Electromagnetically induced transparency (EIT) [1] is caused by quantum interference, creating a narrow transmission window within an absorption line. EIT was first theoretically predicted in three-level atoms [2–8 ] and then observed in optically opaque strontium vapor [9,10]. So far, EIT effects have attracted considerable attention both theoretically and experimentally due to relevant optical effects and applications, such as, optical Kerr effect and optical switch [11, 12], slow light and quantum memory [13–15 ], and quantum interference and vibrational cooling [16, 17]. The key point in realization of the EIT effect is to find a Λ-type level configuration and construct quantum interference. In this context, for some hybrid systems with Λ-type level structures, e.g., metal materials [18], coupled waveguides [19–21 ], atom-cavity systems [22], and optomechanical systems [23–33 ], the analog of the EIT effects can also be observed.
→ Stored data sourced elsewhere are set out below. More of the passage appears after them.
PR #888, opened 2021-04-14
refine(ui): sider layout & introducing di

shhdgit:


ui/lib/utils/DI.md
```diff
@@ -0,0 +1,52 @@
+# Dependency Injection (DI) Documentation
```
breeswish, line 1: You may like to move it to our Wiki :)  That's where our development docs locates.
https://github.com/pingcap/tidb-dashboard/wiki

shhdgit: Ok, it's just a demo-like implementation now. I'll reorganize it and refine docs after `debug the api`.

breeswish:
Which PR should I merge first?

shhdgit:
#885 will be better.

ui/lib/utils/DI.md
```diff
@@ -0,0 +1,52 @@
...
+// MyService.ts
+import { useToken } from '@lib/utils/di'
+
+// service impl
+export const useMyService = () => {
+  // ...
+}
+
+// service token
+export const MyService = useToken(useMyService)
```
breeswish, line 21: What is a "token"?

shhdgit: Yes, just a lookup token associated with a dependency provider.
And it provide better type experience in ts. I should redesign `useToken` so that users can easily use ts interface, factory or static value.

ui/dashboardApp/layout/main/Sider/SiderService.ts
```diff
@@ -0,0 +1,36 @@
+import { useState } from 'react'
```
breeswish, line 1: I'm not sure whether it is fine to implement this as a service, as Service is usually considered something stateful and long-running, while the implementation here is stateless and is a react-hook only thing.

shhdgit: This is a borrowed concept. https://angular.io/guide/architecture-services
This is kind of concept `Business Service`, rather than concept `Technical Service`? Which means kind of business logic that can be extracted, standalone, easy for test.

shhdgit: What's meaning about "stateless and is a react-hook only here". You mean no side effect?
Maybe stateless service also make sense?

shhdgit:
These codes are quite old and now is ready to review. PTAL~

/cc @breeswish @baurine

breeswish:
If we would like to introduce mobile layout, should we provide some menu that can be collapsed totally instead?

PR #892, opened 2021-04-19
fix(ttlcache): goroutine leak

shhdgit:
Related: [pd/pull/3604](https://github.com/tikv/pd/pull/3604)

Cleanup ttl cache at end of lifecycle.

### DIFF
--- a/pkg/utils/sys_schema.go
+++ b/pkg/utils/sys_schema.go
@@ -29,11 +29,9 @@ type SysSchema struct {
 	cache *ttlcache.Cache
 }
 
-func NewSysSchema() *SysSchema {
-	c := ttlcache.NewCache()
-	c.SkipTTLExtensionOnHit(true)
+func NewSysSchema(cache *ttlcache.Cache) *SysSchema {
 	return &SysSchema{
-		cache: c,
+		cache: cache,
 	}
 }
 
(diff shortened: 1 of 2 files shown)


shhdgit:
I'm not sure this will solve the problem https://github.com/tikv/pd/pull/3604/checks?check_run_id=2375055816. Maybe we should also add goleak testing.
@breeswish @baurine  PTAL.

pkg/utils/sys_schema.go
```diff
@@ -29,11 +29,9 @@ type SysSchema struct {
 	cache *ttlcache.Cache
 }
 
-func NewSysSchema() *SysSchema {
-	c := ttlcache.NewCache()
-	c.SkipTTLExtensionOnHit(true)
+func NewSysSchema(cache *ttlcache.Cache) *SysSchema {
 	return &SysSchema{
-		cache: c,
+		cache: cache,
```
breeswish, line 34: This may be wrong since multiple NewSysSchema will share the same cache and cause cache entity conflicts?

shhdgit: Introduce lifecycle hooks is a good idea.

breeswish (approved):
Looks much nicer!

PR #893, opened 2021-04-19
tidb: forwarder only uses tidb whose status is Up

HunDunDM:
close [tikv/pd#3612](https://github.com/tikv/pd/issues/3612)

* tidb: forwarder only uses tidb whose status is Up
  * reduce warn log `fail to recv activity from remote, stay inactive and wait to next checking round`

### DIFF
--- a/pkg/utils/topology/tidb.go
+++ b/pkg/utils/topology/tidb.go
@@ -71,7 +71,7 @@ func FetchTiDBTopology(ctx context.Context, etcdClient *clientv3.Client) ([]TiDB
 			if err == nil {
 				nodesAlive[keyParts[0]] = struct{}{}
 				if !alive {
-					log.Debug("Alive of TiDB has expired, maybe time is incorrect",
+					log.Warn("Alive of TiDB has expired, maybe local time in different hosts are not synchronized",
 						zap.String("key", key),
 						zap.String("value", string(kv.Value)))
 				}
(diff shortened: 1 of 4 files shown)


lhy1024 (approved):

breeswish (commented):
I suggest to also drop the active detection for the TiDB in  https://github.com/pingcap/tidb-dashboard/blob/master/pkg/utils/topology/tidb.go#L70 since there is a known case that TiDB will be treated as down when machine local time diffs a lot. Otherwise we will face TiDB Dashboard cannot be logged in , instead of only a "Down" notice, in such case, which is a much bigger functionality break.

pkg/utils/topology/tidb.go
```diff
@@ -69,7 +69,12 @@ func FetchTiDBTopology(ctx context.Context, etcdClient *clientv3.Client) ([]TiDB
 		case "ttl":
 			alive, err := parseTiDBAliveness(kv.Value)
 			if err == nil {
-				nodesAlive[keyParts[0]] = alive
+				nodesAlive[keyParts[0]] = struct{}{}
+				if !alive {
+					log.Debug("Alive of TiDB has expired, maybe time is incorrect",
```
breeswish, line 74: How about making it warning?

breeswish (approved):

The analog of the EIT effects in the optomechanics is named as the optomechanically induced transparency (OMIT), which was predicted in a pioneering theoretical work [32], and then verified experimentally [20, 34]. Very recently, not only the slow light was experimentally confirmed in the OMIT system [35], but also the optomechanical dark mode was observed experimentally [36]. Motivated by these experiments, many different proposals [33, 37–46 ] were proposed based on the OMIT effect. One of the outstanding works is for an inverse OMIT [44] in an optomechanical cavity, i.e., an optomechanical resonator inside a single-mode cavity, which shows that, when two weak counter-propagating probe lights within the narrow transmission window of the OMIT are injected simultaneously, neither of the probe lights can be output from the cavity due to complete absorption by the optomechanics. Therefore, this effect is also named to be the coherent perfect absorption and has been stretched to two optomechanical cavities coupled to an optomechanical resonator [45], showing the prospective for coherent perfect transmission and beyond. However, both the schemes [44, 45] are very hard to achieve experimentally due to stringent conditions involved. As a result, it is desirable to have an experimentally feasible scheme for demonstrating the inverse OMIT. In addition, exploring the applications of the inverse OMIT is also interesting and experimentally demanded.

On the other hand, with an optomechanical cavity coupled to an external nanomechanical resonator (NR) via Coulomb interaction, the single narrow transmission window in the output light is split into two narrower transmission windows with the splitting governed by the Coulomb coupling [46]. This is due to the fact that an additional hybrid energy level is introduced into the original three-level system by the Coulomb coupling between the external NR and the optomechanical resonator. Similar double OMIT effect can also be observed when the optomechanical resonator interacts with a qubit [47] or an NR [48–50 ]. The Coulomb interaction works for a wide range from nanometer to meter [46, 51, 52] and can be controlled by the bias voltage [46, 52]. Besides, it can also be applied to different kinds of charged objects at different frequencies [51]. These advantages remind us of the necessity to explore a multi-channel inverse OMIT in the optomechanical system with the tunable Coulomb interaction.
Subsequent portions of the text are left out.